۱- Introduction

۲- Centrifuge model tests

۳- Numerical simulation model

۴- Initial stress conditions

۵- Dynamic simulation results

۶- Discussion

۷- Conclusion

References

Abstract

Numerical simulations of a centrifuge model test of an embankment on a liquefiable foundation layer treated with soil-cement walls are presented. The centrifuge model was tested on a 9-m radius centrifuge and corresponded to a 28 m tall embankment underlain by a 9 m thick saturated loose sand layer. Soil-cement walls were constructed through the loose sand layer over a 30 m long section near the toe of the embankment and covered with a 7.5 m tall berm.

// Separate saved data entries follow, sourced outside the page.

PR #7136, opened 2025-11-22
impr(input-history): Replace tabs and newlines with arrows in input history and replay (@Leonabcd123)

Leonabcd123:
### Description

Made tabs and newlines render as arrows in result history and in replay.

### DIFF
--- a/frontend/src/html/popups.html
+++ b/frontend/src/html/popups.html
@@ -742,6 +742,10 @@
           autocomplete="off"
           title="include"
         />
+        <label class="checkbox">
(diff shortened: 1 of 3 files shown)


Miodec:
https://github.com/user-attachments/assets/6ae4afdc-f232-48a7-b834-807754f8b08a

This breaks the alignment when tabs or newlines were typed incorrectly. Also im not sure if i like the look to be fair.

Leonabcd123:
For the looks, I think anything will be better than just a blank, as currently if you have a test comprising of only tabs and/or newlines, the input history will be blank.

The model was shaken with a scaled earthquake motion having peak horizontal base accelerations of 0.05 g, 0.26 g, and 0.54 g in the first, second, and third events, respectively. The latter two shaking events caused liquefaction in the loose sand layer. Crack detectors embedded in the soil-cement walls showed that they developed only minor cracks in the second shaking event, but sheared through their full length in the last shaking event. The results of the centrifuge model test and two-dimensional nonlinear dynamic simulations are compared for the two stronger shaking events using procedures common in engineering practice. The effects of various input parameters and approximations on simulation results are examined. Capabilities and limitations in the two-dimensional simulations of soil-cement wall reinforcement systems, with both liquefaction and soil-cement cracking effects, are discussed. Implications for practice are discussed.

Introduction

Soil-cement grid and wall systems have been used to remediate embankment dams and other civil infrastructure against the effects of earthquake-induced liquefaction in their foundations. Soil-cement treatments have the advantage that they can be constructed in a wide range of soils, including silty soils that can be difficult to treat by densification techniques. A soil-cement grid or wall system is often constructed near the toe of an embankment and covered with an overlying berm to increase confinement and reduce deformations that bypass the treatment zone. An example of this type of configuration is the remediation at the 24-m tall Clemson Upper and Lower Diversion Dams (Wooten and Foreman [23]) as shown in Fig. 1. Other embankment dam remediation projects using soil-cement grid or wall systems in the US include: Sunset North Basin Dam, CA (about 23 m high; Barron et al. [2]); San Pablo Dam, CA (about 44 m high; Kirby et al. [14]); Perris Dam, CA (about 39 m high; Friesen and Balakrishnan [9]), and Chabot Dam, CA (about 30 m high; EBMUD). The seismic performance of soil-cement grids and walls have been studied using three-dimensional (3D) analysis methods (e.g., Fukutake and Ohtsuki [10], Namikawa et al. [16]), but design practices generally rely on two-dimensional (2D) approximations with equivalent composite strengths for the treatment zones (e.g. Wooten and Foreman [23], Barron et al. [2], Kirby et al. [14], Friesen and Balakrishnan [9]). Some common concerns in the design of soil-cement grids for liquefaction remediation include the potential for cracking and brittle failure in the soil-cement elements, the ability of 2D analysis procedures to approximate the 3D response, and the lack of experimental or case history data to validate 2D or 3D numerical analysis methods.